**PROBLEM TO WORK ON**.
Check each line of the entries below for the word "opened", then state how many lines have it and nothing more.
(SOURCE DATA Opens)
Issue #12266, opened 2026-03-19
REST API: DELETE /model_providers/{id} — delete generative model provider


mikeldking:
## Summary

Add a `DELETE /model_providers/{id}` endpoint to delete a generative model provider.

## Endpoint

- **Method:** `DELETE`
- **Path:** `/model_providers/{id}`
- **Required role:** **ADMIN** (when auth is enabled)

## Parent Issue

Part of #11985 (REST API tracking)

Issue #12265, opened 2026-03-19
REST API: PATCH /custom_model_providers/{id} — update generative model provider


mikeldking:
Parent: #11985

## Summary

Add `PATCH /custom_model_providers/{id}` to update a **custom** generative model provider. Maps to the existing `patchGenerativeModelCustomProvider` GraphQL mutation. Built-in provider families are immutable; this targets `GenerativeModelCustomProvider` rows only.

## Endpoint

> Required role: **ADMIN** (when auth is enabled)

- [ ] `PATCH /custom_model_providers/{id}` — partial update of a custom provider

`{id}` is the `GenerativeModelCustomProvider` GlobalID.

### Existing GraphQL

`patchGenerativeModelCustomProvider` (`generative_model_custom_provider_mutations.py`), input `PatchGenerativeModelCustomProviderMutationInput`: `id`, `name?`, `description?`, `provider?`, `client_config?`. Permissions: `[IsNotReadOnly, IsNotViewer, IsAdminIfAuthEnabled, IsLocked]`.

**Important constraint:** SDK changes are restricted — the mutation blocks incompatible SDK transitions and only allows `openai` ↔ `azure_openai`. The REST endpoint must enforce the same rule (reject with `422`/`409` otherwise).

## Request / Response

**Request** (all fields optional; only provided fields change):
```json
{ "name": "acme-azure-prod", "description": "Prod Azure deployment", "client_config": { "sdk": "azure_openai", "...": "updated connection/credentials" } }
```

**Response `200`:** the updated provider object (same shape as #12264, credentials omitted).

## Implementation Notes

- Dependencies: `require_admin` (when auth enabled) + `is_not_locked`.
- Re-encrypt `client_config` if provided; leave existing config untouched if omitted.
- Enforce the SDK-compatibility rule from the GraphQL mutation (only openai↔azure_openai).
- `404` if the provider id doesn't resolve; never return credentials.

## Key Files

- DB model: `src/phoenix/db/models.py:3038`
- GraphQL mutation (SDK-compat logic): `src/phoenix/server/api/mutations/generative_model_custom_provider_mutations.py`

> [!NOTE]
> Re-pathed from `/model_providers` to `/custom_model_providers` per the endpoint split in #15561: `GET /v1/model_providers` now lists built-in families only, and custom-provider CRUD lives at `/v1/custom_model_providers[/{id}]`.

sambai-dev:
Hi, I would like to work on this if it is still available.

[...]

Issue #12264, opened 2026-03-19
REST API: POST /model_providers — create generative model provider


mikeldking:
## Summary

Add a `POST /model_providers` endpoint to create a new generative model provider.

## Endpoint

- **Method:** `POST`
- **Path:** `/model_providers`
- **Required role:** **ADMIN** (when auth is enabled)

## Parent Issue

Part of #11985 (REST API tracking)

Issue #11985, opened 2026-03-10
🗺️ REST API 


mikeldking:
## Summary

Phoenix has a mature GraphQL API (~118 operations) but the REST API (~62 endpoints) has significant gaps. Many resources only have partial CRUD coverage via REST, and several important resource types have no REST endpoints at all. REST APIs are the standard integration surface for external tools, scripts, and non-JS/Python clients — forcing users through GraphQL for common operations is a barrier to adoption.

This issue tracks the full audit of missing REST endpoints, organized by sub-issue.

---

## Sub-Issues

- [ ] #11988 — API Key management (system + user) · 6 endpoints
- [ ] #11989 — Secrets management · 1 endpoint
- [ ] #11990 — Annotation CRUD completion (span, trace, session) · 7 endpoints
- [ ] #11991 — Evaluator CRUD · 5 endpoints
- [ ] #11992 — Dataset create, update, examples, spans, splits, labels · 11 endpoints
- [ ] #12264 — `POST /model_providers` — create generative model provider
- [ ] #12265 — `PATCH /model_providers/{id}` — update generative model provider
- [ ] #11993 — Prompt & version tag management · 6 endpoints
- [ ] #12262 — Authenticated user info (`GET /user`)
- [ ] #12263 — `GET /model_providers` — list generative model providers
- [ ] #12266 — `DELETE /model_providers/{id}` — delete generative model provider
- [ ] #12267 — `POST /projects/{project_identifier}/clear` — clear project traces
- [ ] #12268 — `PATCH /projects/{project_identifier}/retention` — set trace retention policy
- [ ] #12269 — `PATCH /users/{id}` — update user
- [ ] #12270 — `GET /users/roles` — list available roles
- [ ] #12271 — `POST /traces/transfer` — transfer traces between projects
- [ ] #12048, #12049, #12050 — Span & Trace Filtering (explicit filters, sort, filter expression) · ~4 endpoints
- [ ] #12349 — Include token counts in span, trace, and session response payloads

---

## Roles Reference

| Role | Description |
|---|---|
| **SYSTEM** | Service account via admin secret header — full privileges |
| **ADMIN** | Administrative user — elevated privileges |
| **MEMBER** | Default authenticated user — standard privileges |
| **VIEWER** | Read-only — cannot create, modify, or delete resources |

---

### System API Keys *(no REST coverage)*
> Required role: **ADMIN**

- [ ] `GET /api_keys` — list system API keys
[...]

PR #15561, opened 2026-08-21
feat(server): add GET /model_providers REST endpoint

### LINKED ISSUE #12263: REST API: GET /model_providers — list generative model providers
Parent: #11985

## Summary

Add `GET /model_providers` to list generative model providers over REST. Today provider information is only reachable via GraphQL. "Model provider" covers two things in Phoenix, and this list endpoint should surface both:

1. **Built-in provider families** — a fixed enum (`ModelProvider` / GraphQL `GenerativeProviderKey`): `OPENAI, AZURE_OPENAI, ANTHROPIC, GOOGLE, DEEPSEEK, XAI, OLLAMA, AWS, CEREBRAS, FIREWORKS, GROQ, MOONSHOT, PERPLEXITY, TOGETHER`. Read-only; used by the playground.
2. **Custom providers** — user-created connection configs (`GenerativeModelCustomProvider` table): a named provider with an SDK + encrypted client config. These are the CRUD targets of #12264/#12265/#12266.

## Endpoint

> Read: **MEMBER+** (built-in families are also visible to standard users; per the parent, standard models are MEMBER+)

- [ ] `GET /model_providers` — list providers (built-in families + custom providers)

### Data Model — `GenerativeModelCustomProvider` (`src/phoenix/db/models.py:3038`, table `generative_model_custom_providers`)

| Field | Type | Notes |
|---|---|---|
| `id` | int (PK) | |
| `name` | str | **unique**, NOT NULL |
| `description` | str? | |
| `provider` | str | free-text provider label |
| `sdk` | enum `GenerativeModelSDK` | `openai`, `azure_openai`, `anthropic`, `aws_bedrock`, `google_genai` |
| `config` | bytes | **Fernet-encrypted** client config (credentials) — never return |
| `user_id` | int? (FK → users) | SET NULL |
| `created_at` / `updated_at` | datetime | |

### Existing GraphQL

- `Query.model_providers` (`queries.py:220`) — returns built-in `GenerativeProvider` entries (playground), filtered by `allowed_provider_names`; no permission class.
- `Query.generative_model_custom_providers` (`queries.py:234`) — paginated Connection of custom providers.

## Response Shape

```json
{
  "data": [
    { "kind": "builtin", "provider_key": "OPENAI", "name": "OpenAI" },
    {
      "kind": "custom",
      "id": "<GenerativeModelCustomProvider GlobalID>",
      "name": "acme-azure",
      "description": "Internal Azure deployment",
      "provider": "azure_openai",
      "sdk": "azure_openai",
      "created_at": "...",
      "updated_at": "..."
    }
  ]
}
```

> **Never** include the encrypted `config`/credentials in any response.

## Open Question

Confirm whether `GET /model_providers` should return the union (built-in + custom) as above, or split into two endpoints (`GET /model_providers` for built-in families, `GET /model_providers/custom` for custom). Recommend the union with a `kind` discriminator for a single ergonomic call; custom entries are the only ones with an `id` addressable by #12265/#12266.

## Implementation Notes

- New router (e.g. `routers/v1/model_providers.py`), registered in `routers/v1/__init__.py`.
- Use `V1RoutesBaseModel` + `PaginatedResponseBody`/`ResponseBody`; paginate the custom-provider portion.
- Respect `allowed_provider_names` filtering for the built-in list, matching the GraphQL behavior.

## Key Files

- DB model: `src/phoenix/db/models.py:3038` (`GenerativeModelCustomProvider`); enum `src/phoenix/db/types/model_provider.py:125`
- GraphQL queries: `src/phoenix/server/api/queries.py:220` (`model_providers`), `:234` (`generative_model_custom_providers`)
- Router conventions: `src/phoenix/server/api/routers/v1/projects.py`, `.../models.py`

Abdur-Rafay-AR:
Closes #12263. Part of the REST API coverage epic #11985.

Adds `GET /v1/model_providers`, a MEMBER+ read endpoint that lists model
providers over REST. The information was previously reachable only through
GraphQL (`Query.model_providers` and `Query.generative_model_custom_providers`).

## What it returns

A single list with two kinds of entry, discriminated on `kind`:

```json
{
  "data": [
    { "kind": "builtin", "provider_key": "OPENAI", "name": "OpenAI" },
    {
      "kind": "custom",
      "id": "R2VuZXJhdGl2ZU1vZGVsQ3VzdG9tUHJvdmlkZXI6MQ==",
      "name": "acme-azure",
      "description": "Internal Azure deployment",
      "provider": "azure_openai",
      "sdk": "azure_openai",
      "created_at": "2026-08-21T10:15:00+00:00",
      "updated_at": "2026-08-21T10:15:00+00:00"
    }
  ],
  "next_cursor": null
}
```

Built-in families are filtered by `PHOENIX_ALLOWED_PROVIDERS` in exactly the
same way as `Query.model_providers` does, by reusing
`PLAYGROUND_CLIENT_REGISTRY.list_all_providers()` and
`get_env_allowed_providers()`.

## The pagination question, and what I picked

The issue is ambiguous here and I did not want to silently resolve it, so
flagging it explicitly.

The issue's Response Shape shows a flat mixed list, while its Implementation
Notes say to use `PaginatedResponseBody` and "paginate the custom-provider
portion". Those two readings conflict: `PaginatedResponseBody` carries a single
`next_cursor`, and the built-in families are a fixed 14 element enum that has no
database rows and therefore cannot be cursor-paginated alongside them.

What this PR implements:

- `GetModelProvidersResponseBody(PaginatedResponseBody[ModelProviderEntry])`.
- Built-in families are emitted in full, and only on the first page, meaning
  when no `cursor` query param was supplied.
- `cursor`, `next_cursor`, and `limit` refer exclusively to the custom-provider
  portion.

This is documented in the route docstring and in the OpenAPI description so the
behaviour is not a surprise to callers.

Happy to restructure if you would rather have something else. Two alternatives I
considered:

1. Split into `GET /model_providers` (built-ins, unpaginated) and
   `GET /model_providers/custom` (paginated). Cleanest semantics, two endpoints.
2. Keep one endpoint but drop `PaginatedResponseBody` in favour of a plain
   `ResponseBody` and no pagination at all, on the grounds that custom provider
   counts are realistically small.

Say the word and I will switch.

## Credentials are never returned

`GenerativeModelCustomProvider.config` holds Fernet-encrypted provider
credentials. It does not appear in any response model, not as optional and not
as nullable. It is simply absent.

`TestModelProviders::test_get_model_providers_never_returns_config` asserts this
against the raw response text, not just the parsed model, so neither the
ciphertext nor the plaintext credential can leak through an unexpected key.

## Foundation for the sibling issues

This creates the `model_providers` router that #12264 (POST), #12265 (PATCH),
and #12266 (DELETE) will build on. Only the GET is implemented here.

It is registered on `viewer_restricted_router` alongside `projects_router`. Note
that `restrict_access_by_viewers` exempts `GET` outright, so the guard is
currently a no-op for this route. That placement is still the right home so the
mutating siblings land under the correct policy without moving the router.

## Generated artifacts

`schemas/openapi.json` and the Python and TypeScript client types are
regenerated, since CI diff-checks them against the schema. Those changes are
purely additive.

## Testing

- `tests/unit/server/api/routers/v1/test_model_providers.py` covers: built-ins
  present on an empty database, both kinds present when custom providers exist,
  `config` never present anywhere in the payload, cursor pagination over the
  custom portion with no repeated built-ins and no duplicated rows, and a 422 on
  an invalid cursor.
- `ruff format` and `ruff check` are clean, and `mypy` passes on the changed
  files.
- Locally I ran the v1 router and OpenAPI schema test suites (337 passed). My
  machine could not hold the full `unit_tests` run in memory, so I am relying on
  CI for the remainder.

## Note for reviewers

I deliberately did not touch `projects.py` or the other routers. `get_projects`
and `get_model_providers` now share a near-identical cursor decode, `limit + 1`
fetch, and trim block. If you would like that factored into a shared helper in
`routers/v1/utils.py`, I am glad to do it in a follow-up rather than widen this
PR.


Abdur-Rafay-AR:

Abdur-Rafay-AR:
Thanks for the reshape. The two-collection split is cleaner than what I had: making `/model_providers` a plain `ResponseBody` is the honest signal that a fixed enum has nothing to paginate, and it removes the "built-ins only on the first page" wrinkle entirely. Good call on `load_only` too, so the encrypted blob is never loaded rather than just never serialized.

I have pulled your commits down and run both modules locally: 11 passed, 11 skipped (sqlite). I specifically confirmed the credential assertion survived the move into the custom collection, including the raw-response-text checks, now at `TestCustomModelProviders::test_get_custom_model_providers_never_returns_config`. `ruff format --check` and `ruff check` are clean on all four files, and the regenerated `schemas/openapi.json` has no `config` anywhere in it.

Happy to pick up #12264, #12265 and #12266 now that they are renamed to `/custom_model_providers`, if you would like to assign them.

Only thing outstanding on my side is CI approval, since the workflows are waiting on a maintainer run.

mikeldking (approved):
thanks @Abdur-Rafay-AR

Abdur-Rafay-AR:
Pushed a merge of `main` to fix the unit test failures. Neither failing check was caused by this diff, details below.

**Unit Tests (both sqlite and postgresql): fixed.**

The failure was `1 failed, 70 errors`, all of it `TypeError: Invalid http_client argument; Expected an instance of httpx2.AsyncClient but got httpx.AsyncClient` in `test_agent_factory.py` and the anthropic case in `test_subscriptions.py`. No model provider test failed; the postgres variants of both new modules ran and passed in that same run.

Cause is the floating anthropic pin. `tox -e unit_tests` installs with `uv pip install --strict -U`, so anthropic resolves to whatever is newest at run time rather than from `uv.lock`, and 1.0 moved its client to httpx2. `e2cf8be0a` capped it on main with `anthropic>=0.108.0,<1`. This branch merged main at `840fa1e0b`, so it missed that cap by roughly fifteen minutes: the cap landed 16:14 UTC and the last attempt here ran 15:44 to 15:59 UTC. That is also why `pxi/mcp-in-process-toolset-recovered` was green at 15:55 while this was red.

Merged `origin/main` rather than cherry-picking the cap, matching how this branch already took main twice. anthropic now resolves to 0.125.0. Verified locally: `test_agent_factory.py` 77 passed (was 70 errors), the anthropic subscription test passes, and both provider modules pass on **sqlite (11) and postgres (11)**, with the sqlite skips flipping to runs under `--db postgresql`. Also reran the MCP and OpenAPI schema tests, 85 passed, since the merged in-process MCP toolset derives its tools from the `/v1` OpenAPI these endpoints now feed. `ruff check` and `ruff format --check` clean. The merge did not touch `schemas/openapi.json`, so no artifact regeneration was needed.

**Canary (3.10, anthropic): pre-existing, not fixed by this and not fixable from this branch.**

Same root cause, different install path. `requirements/canary/sdk/anthropic.txt` is `anthropic>=0.49.0` with no cap and is byte-identical on main, so the canary still installs 1.x (`httpx2==2.12.0` in its install log). The failure is a pyright error in `packages/phoenix-client/src/phoenix/client/helpers/sdk/anthropic/messages.py:79`, "No overloads for create match the provided arguments", which is untouched by this PR. It is the only branch-independent job here: across recent runs the anthropic canary only executed on `roger/anthropic-sdk-v1`, where it passes, so that migration looks like the right place for it. Happy to leave it or to cap the canary requirement here if you would prefer a stopgap.

PR #15563, opened 2026-08-21
test: CI canary — base + openai 3.x compatibility only

anticorrelator:
Do not merge. Temporary CI canary isolating a postgres unit-test hang.

This branch is `version-online-evals` plus only the two cherry-picks from main that adapt tests to openai 3.x (#15479, #15482). It exists to answer one question: does the postgres unit-test job hang on the feature-branch base once the openai 3.x test fixes are present, independent of any other change?

Context: postgres unit jobs began timing out at the 60-minute cap on branches that carry the openai 3.x fixes over the feature-branch base, while main with the same fixes stays green. The suite reaches ~99% with no failures, then hangs in async teardown.

Will be closed and deleted after one CI run either way.

### DIFF
--- a/pyproject.toml
+++ b/pyproject.toml
@@ -115,7 +115,7 @@ dev = [
   "mypy-boto3-bedrock-runtime",
   "nest-asyncio",  # for executor testing
   "numpy",
-  "openai",
+  "openai>=3.1.0,<4",
   "openinference-semantic-conventions>=0.1.26",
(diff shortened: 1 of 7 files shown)


anticorrelator:
Canary served its purpose: with only the openai 3.x compatibility cherry-picks on the feature-branch base, the postgres unit job passes. The hang requires changes from #15557 in combination with the openai 3.x update; bisecting continues there.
(SOURCE DATA Closes)
**RESULT**.
6